[Collected data]
■ ■ ■ ■ ■
PR #396, opened 2022-04-26
Hierarchically budget fuzzer bytes with Autofuzz 

fmeum:
Currently, whenever Autofuzz needs to decide how many bytes from the
fuzzer input to spend on the construction of an object, it uses half of
the remaining bytes. While this ensures that primitives with non-trivial
values can be generated with arbitrarily many nested object
constructions, this strategy does not make good use of the fuzzer input
in the case of flat call graphs (e.g. a foo(String, int) method).
Experiments show that ignoring half of the fuzzer input hurts efficiency
quite a bit.

This commit switches to a new strategy that hierarchically assigns a
"budget" for every consume or autofuzz call:

1. Every call to consume or autofuzz is allocated a fraction of the
   remaining bytes and assigns equal parts of this budget to the
   recursive invocations it makes.
2. By constructing the objects that consume a bounded number of bytes
   first in autofuzz, the remaining budget for an autofuzz invocation
   can be evenly distributed among the variable-length objects without
   risking that primitive arguments are forced to trivial values.

### DIFF
--- a/agent/BUILD.bazel
+++ b/agent/BUILD.bazel
@@ -22,7 +22,9 @@ strip_jar(
     out = "jazzer_agent_deploy.jar",
     jar = ":jazzer_agent_shaded_deploy",
     paths_to_strip = [
+        "LICENSE",
         "module-info.class",
+        "THIRD-PARTY",
     ],
     visibility = ["//visibility:public"],
 )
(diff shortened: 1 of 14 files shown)


fmeum:
To be superseded by the upcoming structured mutation engine.

PR #402, opened 2022-04-28
Update windows runner in release workflow

bertschneider:
`windows-2016` runners were removed (https://github.com/actions/virtual-environments/issues/4312).


fmeum:
The idea behind the choice of release runners is that the binaries we generate with them should be as compatible as possible. Ideally, this would mean using the oldest still supported version of each OS.

fmeum (approved):

PR #414, opened 2022-06-03
Remove redundant -ldl linkopt

fmeum:
We no longer use dlsym in the driver and thus don't have to link with
-ldl.


fmeum:
CI should be fixed by https://github.com/CodeIntelligenceTesting/jazzer/pull/415

bertschneider (approved):

PR #417, opened 2022-06-17
Add hook to detect SQL injections

simonresch:
This PR adds a hook that detects SQL injections by validating the query syntax.


sanitizers/src/main/java/com/code_intelligence/jazzer/sanitizers/SqlInjection.kt
```diff
@@ -0,0 +1,165 @@
...
+            }
+            throw throwable
+        }
+    }
+
+    private fun isValidSql(sql: String): Boolean =
+        try {
+            CCJSqlParserUtil.parseStatements(sql)
+            true
+        } catch (e: JSQLParserException) {
```
bertschneider, line 162: Should we add another catch block handling `Exception`, or even `Throwable`, to prevent exceptions thrown in the library from bubbling up into application code?

sanitizers/src/main/java/com/code_intelligence/jazzer/sanitizers/SqlInjection.kt
```diff
@@ -0,0 +1,165 @@
...
+        MethodHook(type = HookType.REPLACE, targetClassName = "java.sql.Statement", targetMethod = "executeBatch"),
+        MethodHook(type = HookType.REPLACE, targetClassName = "java.sql.Statement", targetMethod = "executeLargeBatch"),
+        MethodHook(
+            type = HookType.REPLACE,
+            targetClassName = "java.sql.Statement",
+            targetMethod = "executeLargeUpdate"
+        ),
+        MethodHook(type = HookType.REPLACE, targetClassName = "java.sql.Statement", targetMethod = "executeQuery"),
+        MethodHook(type = HookType.REPLACE, targetClassName = "java.sql.Statement", targetMethod = "executeUpdate"),
+
```
bertschneider, line 69: Remove empty line?

simonresch: Yes, fixed.

sanitizers/src/main/java/com/code_intelligence/jazzer/sanitizers/SqlInjection.kt
simonresch: Good point! I added a catch block that catches all `Throwable`.

bertschneider (approved):

PR #425, opened 2022-07-27
Prepare for the FuzzTargetRunner Java rewrite

fmeum:


agent/src/main/java/com/code_intelligence/jazzer/runtime/FuzzedDataProviderImpl.java
```diff
@@ -19,6 +19,17 @@
 public class FuzzedDataProviderImpl implements FuzzedDataProvider {
   public FuzzedDataProviderImpl() {}
 
+  private static native void nativeInit();
```
bertschneider, line 22: I like that `FuzzedDataProviderImpl` registers the native functions itself now.

bertschneider (approved):

PR #621, opened 2023-02-10
Ignore offline instrumentation

bertschneider:
JaCoCo is able to offline instrument classes. It determines if classes,
which should be instrumented dynamically, are already instrumented by
checking the existence of the coverage data field, and throws an
exception if it's present.

Jazzer's `IProbeArrayStrategy` already does not add the coverage data
field. This PR also removes JaCoCo's check if the field is present, and
so enables fuzzing of offline instrumented classes.

### DIFF
--- a/tests/BUILD.bazel
+++ b/tests/BUILD.bazel
@@ -389,3 +389,38 @@ java_fuzz_target_test(
     allowed_findings = ["com.code_intelligence.jazzer.api.FuzzerSecurityIssueHigh"],
     target_class = "com.example.SilencedFuzzer",
 )
+
+java_binary(
+    name = "jacococli",
+    main_class = "org.jacoco.cli.internal.Main",
+    runtime_deps = ["@jacococli//file:jacococli.jar"],
+)
+
+java_library(
+    name = "OfflineInstrumentedTarget",
+    srcs = ["src/test/java/com/example/OfflineInstrumentedTarget.java"],
+)
+
+genrule(
+    name = "OfflineInstrumentedTargetInstrumented",
+    srcs = [":OfflineInstrumentedTarget"],
+    outs = ["OfflineInstrumentedTargetInstrumented.jar"],
+    cmd = """
+$(location :jacococli) instrument $< --dest jacoco-instrumented
+cp jacoco-instrumented/*.jar $@
+""",
+    tags = ["manual"],
+    tools = [":jacococli"],
+)
+
+java_fuzz_target_test(
+    name = "OfflineInstrumentedFuzzer",
+    timeout = "short",
+    srcs = ["src/test/java/com/example/OfflineInstrumentedFuzzer.java"],
+    allowed_findings = ["java.lang.IllegalStateException"],
+    target_class = "com.example.OfflineInstrumentedFuzzer",
+    deps = [
+        ":OfflineInstrumentedTargetInstrumented",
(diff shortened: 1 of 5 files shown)


tests/BUILD.bazel
```diff
@@ -389,3 +389,49 @@ java_fuzz_target_test(
...
+
+# Copy instrumented jar to expected output destination
+cp $$PWD/$$(basename "$<") $@
+""",
+    target_compatible_with = LINUX_ONLY,
+    toolchains = [
+        "@bazel_tools//tools/jdk:current_java_runtime",
+    ],
+    tools = [
+        "@jacococli//file:jacococli.jar",
```
fmeum, line 421: If you wrap this jar in a `java_binary` target and add that to `tools`, the genrule should become much simpler as you won't need to get and use the  Java toolchain anymore.

tests/BUILD.bazel
```diff
@@ -389,3 +389,49 @@ java_fuzz_target_test(
...
+    visibility = ["//visibility:public"],
+)
+
+java_fuzz_target_test(
+    name = "OfflineInstrumentedFuzzer",
+    timeout = "short",
+    srcs = ["src/test/java/com/example/OfflineInstrumentedFuzzer.java"],
+    allowed_findings = ["java.lang.IllegalStateException"],
+    target_class = "com.example.OfflineInstrumentedFuzzer",
+    target_compatible_with = LINUX_ONLY,
```
fmeum, line 432: Just curious, why does this work on Linux only?

tests/BUILD.bazel
bertschneider: I'm not sure how to do that. `java_binary` requires `srcs` or `main_class` which we don't have here, or do we? Simplifying the `genrule` would be great, though.

tests/BUILD.bazel
bertschneider: To be honest I haven't checked in details. The pipeline failed and I assumed the scipt just couldn't be executed on other systems. But it should work on macOS, shouldn't it? I will check that in detail again.

tests/BUILD.bazel
fmeum: I pushed a commit that implements this, please take a look and feel free to make changes.

fmeum (approved):

tests/BUILD.bazel
bertschneider: Much better, thx! With your change the script also works on all platforms.

tests/BUILD.bazel
```diff
@@ -389,3 +389,39 @@ java_fuzz_target_test(
...
+    tools = [":jacococli"],
+)
+
+java_fuzz_target_test(
+    name = "OfflineInstrumentedFuzzer",
+    timeout = "short",
+    srcs = ["src/test/java/com/example/OfflineInstrumentedFuzzer.java"],
+    allowed_findings = ["java.lang.IllegalStateException"],
+    target_class = "com.example.OfflineInstrumentedFuzzer",
+    target_compatible_with = LINUX_ONLY,
```
fmeum, line 422: Do we still need this then?

```suggestion
```

bertschneider: Ah, my bad. I thought the restriction was removed at both targets.

bertschneider: Removed, tests are still successful.

PR #622, opened 2023-02-10
Add Spring controller fuzz test example

oetr:


.github/workflows/run-all-tests.yml
```diff
@@ -10,6 +10,22 @@ on:
...
+    runs-on: ubuntu-20.04
+    steps:
+      - uses: actions/checkout@v3
+      - name: Set up JDK
+        uses: actions/setup-java@v3
+        with:
+          distribution: zulu
+          java-version: 11
+      - name: Build and run tests
+        # cd to the project directory and run the shell script
```
fmeum, line 23: This comment seems a bit redundant. We could mention that the project is built and tested with Maven instead, which explains why this is a separate job.

examples/junit-spring-web/src/test/java/com/example/JunitSpringWebApplicationTests.java
```diff
@@ -0,0 +1,75 @@
...
+
+@WebMvcTest()
+public class JunitSpringWebApplicationTests {
+  @Autowired private MockMvc mockMvc;
+
+  private boolean beforeCalled = false;
+
+  @BeforeEach
+  public void beforeEach() {
+    this.beforeCalled = true;
```
fmeum, line 38: You can get rid of the explicit `this.` in all methods.

fmeum (approved):

examples/junit-spring-web/src/test/java/com/example/JunitSpringWebApplicationTests.java
oetr: done

.github/workflows/run-all-tests.yml
oetr: Done!

PR #624, opened 2023-02-12
all: Use google-java-format for Java formatting

fmeum:


bertschneider (approved):
I didn't look at all the proposed changes, but the ones I saw mostly looked fine / better than before to me. Some unexpected new lines in `String` literals, nothing serious. IMHO we can go ahead with this.

PR #629, opened 2023-02-14
mutation: Add mutators for integral types and message fields

fmeum:


src/main/java/com/code_intelligence/jazzer/mutation/mutator/lang/IntegralMutatorFactory.java
```diff
@@ -0,0 +1,279 @@
...
+        largestMutableBitPositive = 0;
+      } else /* minValue < 0 && maxValue >= 0 */ {
+        largestMutableBitNegative = bitWidth(~minValue);
+        largestMutableBitPositive = bitWidth(maxValue);
+      }
+      this.specialValues = collectSpecialValues(minValue, maxValue);
+    }
+
+    private static long[] collectSpecialValues(long minValue, long maxValue) {
+      return LongStream.of(0, 1, minValue, maxValue)
```
bertschneider, line 196: Why is all the `LongStream` code needed? This should return an array with 4 elements, shouldn't it?

src/main/java/com/code_intelligence/jazzer/mutation/api/PseudoRandom.java
```diff
@@ -17,11 +17,57 @@
...
+  /**
+   * @return a {@code boolean} that is {@code true} with probability {@code 1/inverseFrequencyTrue}
+   */
+  boolean trueInOneOutOf(int inverseFrequencyTrue);
+
+  /**
+   * @throws IllegalArgumentException if {@code array.length == 0}
+   * @return a uniformly random index valid for the given array
+   */
+  <T> int index(T[] array);
```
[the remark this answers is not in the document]
fmeum: We should probably have a consistent style, so I would prefer not to add a generic prefix here.

I renamed the function to `indexIn`, what do you think?

src/main/java/com/code_intelligence/jazzer/mutation/mutator/lang/IntegralMutatorFactory.java
```diff
@@ -0,0 +1,279 @@
...
+      // InRange is not repeatable, so the loop body will apply exactly once.
+      for (Annotation annotation : type.getAnnotations()) {
+        if (annotation instanceof InRange) {
+          InRange inRange = (InRange) annotation;
+          if (inRange.min() != Long.MIN_VALUE) {
+            require(inRange.min() >= defaultMinValueForType,
+                format("@InRange.min=%d is out of range: %s", inRange.min(), type.getType()));
+            minValue = inRange.min();
+          }
+          if (inRange.max() != Long.MIN_VALUE) {
```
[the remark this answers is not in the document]
fmeum: Good catch, that's a bug.

I added a comment to explain why we want the checks.

src/main/java/com/code_intelligence/jazzer/mutation/mutator/lang/IntegralMutatorFactory.java
fmeum: The stream chain has a `distinct`: On an `@InRange(min = 0) int`, we don't want to generate `0` twice as often as `1`.

fmeum:
Rebased onto main.

fmeum:
I pushed two small fixup commits: With the bug fix to the stress test implementation, the TODOs about surprisingly many duplicates can now be resolved and the tests strengthened.

src/main/java/com/code_intelligence/jazzer/mutation/mutator/lang/IntegralMutatorFactory.java
bertschneider: Yes, good point.

bertschneider (approved):

PR #631, opened 2023-02-15
Experimentally integrate the new mutator into Jazzer

fmeum:
The mutator can be enabled via the `--experimental_mutator` flag and, if disabled, should not add any measurable overhead.

The integration is highly unoptimized with many redundant copies. As follow-up work, this should be properly benchmarked and improved where necessary.


fmeum:
@bertschneider @bertschneider This is ready now. I had to polyfill a function for Java 8 compatibility and fixed more issues in `read` functions, but the example test is now passing very quickly (< 3s on my laptop) and also showcases our annotations.

bertschneider (approved):
Really nice integration. As you also mentioned, let's get everything working and only optimize afterwards.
■ ■ ■ ■ ■
__PROBLEM__
The answer must consist of every line from the data that holds the string "runners".

__RESPONSE__
`windows-2016` runners were removed (https://github.com/actions/virtual-environments/issues/4312).
The idea behind the choice of release runners is that the binaries we generate with them should be as compatible as possible. Ideally, this would mean using the oldest still supported version of each OS.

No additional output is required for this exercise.